Checkpoint location contents

The checkpoint location directory stores the following:

Stream progress: Each record in a stream typically has an offset number. In the storage location, Structured Streaming records the offsets it is going to process before starting a micro-batch, and marks those offsets are processed when it finishes the micro-batch. Thus, if the stream fails during a micro-batch, the stream recovers by reading from the checkpoint location and resuming at the last unprocessed offset. This aspect of the checkpoint location is known as "progress tracking" or "offset management."
Stateful operator state: Stateful operators generate state, such as intermediate aggregation output. This operator state is stored in the checkpoint location so that if the query is restarted, Structured Streaming can load the most recent state without having to rebuild its state by replaying the entire stream over again.

Both progress tracking and state management are central to the fault-tolerance of the Structured Streaming engine, so the default interval at which progress and operator state are written is every micro-batch. Checkpointing cannot be fully disabled, but there are some checkpoint optimizations you can enable to make the effects of checkpoint location operations less expensive.

Select a checkpoint location

Your checkpoint location should be a fixed, per-query directory in cloud-storage (like Amazon S3). For your convenience, it should be somewhat self-describing, so that you know the query to which a given checkpoint location corresponds. For example, if you are in the Data Science division of your company and you are generating a product usage dashboard, you could use s3://data-science/streams/product-usage as the directory location name.

Warning

Your checkpoint locations should always be deterministic: they should be fixed strings, not something like "s3://data-science/{date.today()}/". If you use a non-deterministic string, Structured Streaming will read and write its progress and state to and from non-deterministic locations, which will result in strange issues in your pipeline.

Don't delete your checkpoint location

Finally, once you've set a checkpoint location for a query, you should not manually write to or delete files from that directory. If you were to do this, you could corrupt or delete files needed to resume or recover the stream from failure.

Danger

If you delete your checkpoint location, you'll remove all the progress and state information for the associated streaming query. To recover from such a deletion, your streaming query must reprocess all of your source data. This is time-consuming and costly, and could break the delivery semantics of your query.

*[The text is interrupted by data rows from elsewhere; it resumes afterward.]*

PR #1906, opened 2026-07-09
fix: allow user-defined interfaces as agent Props

### LINKED ISSUE #1886: Allow proper types for agent props
**Describe the bug**
The generic types for `Agent` enforces `Record<string, unknown>` as bound for `Props`. This Record type requires subtypes to define an index signature for type `string`, which prevents using interfaces with well-defined properties.

**To Reproduce**

**Expected behavior**
While the type could still *default* to `Record<string, unknown>`, it should allow using proper interfaces that have no index signature.

**Screenshots**

This is the error reported by Typescript on a `getAgentsByName` call passing `{ props: config }` as third argument:

Image

**Version:**
0.17.3

**Additional context**

mattzcarey:
## Summary

The `Props` generic on `Agent` (and every API that carries props) was bounded by `Record<string, unknown>`. Interfaces do not get implicit index signatures in TypeScript, so a well-typed interface fails that bound and users hit:

```
Type 'MyProps' is not assignable to type 'Record<string, unknown>'.
  Index signature for type 'string' is missing in type 'MyProps'.
```

exactly as reported on a `getAgentByName(ns, name, { props: config })` call.

## Fix — `object` bounds + derived props generics (no `any`)

- **`Props extends object = Record<string, unknown>`** on `Agent`, `McpAgent`, `getAgentByName`, and `AgentGetOptions`. Interfaces satisfy `object` natively; defaults stay `Record<string, unknown>` so untyped usage still reads props values as `unknown`.
- **partyserver seam**: partyserver still bounds its `Props` at `Record<string, unknown>` (`Server`, `getServerByName`), which we can't change from this repo. `Agent` bridges it with `extends Server<Env, Props & Record<string, unknown>>` — the intersection is erased at runtime (props is a JSON bag) — and `getAgentByName` widens the props value with one commented cast when handing off to `getServerByName`.
- **`addMcpServer` RPC props are now *derived*, not loosened**: the overload takes `AddRpcMcpServerOptions<McpAgentProps<T>>` where `McpAgentProps<T> = NonNullable<T["props"]>` reads the Props type off the target `McpAgent`. Props passed over RPC are type-checked against the agent actually being connected to — a wrong-shape props object is now a compile error (previously any record was accepted). The old bare-`McpAgent` constraint also rejected typed subclasses through Durable Object stub variance; the constraint is now `T extends McpAgent<Cloudflare.Env, unknown, object>`.

## Repro / regression tests

New compile-time test `src/tests-d/agent-props.test-d.ts`, following the existing `tests-d/` pattern (runs under the package typecheck, which CI enforces). Written first and confirmed red on main with 6 errors matching the issue:
- `getAgentByName` with inferred and explicit interface `Props`
- `Agent` / `McpAgent` class declarations with interface `Props`, and `this.props` keeping the interface type
- `addMcpServer(name, namespace, { props })` with an interface-Props `McpAgent` namespace, plus `McpAgentProps<T>` extraction
- negative pins: primitives are still rejected as `Props`, and wrong-shape RPC props are rejected against the target agent's declared Props

## Verification

- `npm run check` clean (sherif, exports, oxfmt, oxlint, all 116 typecheck projects)
- Full `packages/agents` runtime suite passing (types-only change)

## Out of scope / follow-up

`routeAgentRequest`'s `AgentOptions` pins props at the partyserver default and would need an upstream partyserver bound change (`object` instead of `Record<string, unknown>` on `Server`/`getServerByName`/`routePartykitRequest`) — that would also remove the intersection bridge and cast here.

Fixes #1886

### DIFF
--- a/.changeset/shiny-mirrors-behave.md
+++ b/.changeset/shiny-mirrors-behave.md
@@ -1,0 +1,7 @@
+---
+"agents": patch
+---
+
+Allow user-defined interfaces as agent `Props`.
+
+Interfaces do not get implicit index signatures in TypeScript, so the previous `Record<string, unknown>` bound rejected them with "Index signature for type 'string' is missing". A shared `AgentProps` bound (exported from `agents`) is now used everywhere props are typed — the `Agent`, `McpAgent`, `getAgentByName`, and `AgentGetOptions` generics, the `addMcpServer` RPC constraint and its `props` option, and the RPC client transport options — so plain interfaces work as props. Generic defaults stay `Record<string, unknown>`, so untyped usage still reads props values as `unknown`.
--- a/.changeset/shiny-mirrors-behave.md
+++ b/.changeset/shiny-mirrors-behave.md
@@ -4,4 +4,6 @@
 
 Allow user-defined interfaces as agent `Props`.
 
-Interfaces do not get implicit index signatures in TypeScript, so the previous `Record<string, unknown>` bound rejected them with "Index signature for type 'string' is missing". A shared `AgentProps` bound (exported from `agents`) is now used everywhere props are typed — the `Agent`, `McpAgent`, `getAgentByName`, and `AgentGetOptions` generics, the `addMcpServer` RPC constraint and its `props` option, and the RPC client transport options — so plain interfaces work as props. Generic defaults stay `Record<string, unknown>`, so untyped usage still reads props values as `unknown`.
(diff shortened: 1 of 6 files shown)


mattzcarey:
Closing in favor of fixing the Props bound upstream in partyserver (cloudflare/partykit), where `Server`/`getServerByName` own the `Record<string, unknown>` constraint — that removes the need for the intersection bridge and cast here. Issue #1886 stays open until the upstream fix lands and agents bumps the dependency.

stof:
This PR changing the bound in `Agent` will still be necessary even when the partyserver PR is merged (the partyserver PR will allow removing the cast in the *implement* of the function, but will not automatically change the public API in this repo)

However, if you're sure that you no longer need to run a particular query, then you can delete its checkpoint location.

Examples

PythonScalaJavaR

aggDF \
    .writeStream \
    .outputMode("append") \
    .option("checkpointLocation", "path/to/HDFS/dir") \
    .format("memory") \
    .start()

aggDF
    .writeStream
    .outputMode("append")
    .option("checkpointLocation", "path/to/HDFS/dir")
    .format("memory")
    .start()

aggDF
    .writeStream()
    .outputMode("append")
    .option("checkpointLocation", "path/to/HDFS/dir")
    .format("memory")
    .start();

write.stream(aggDF, "memory", outputMode = "complete", checkpointLocation = "path/to/HDFS/dir")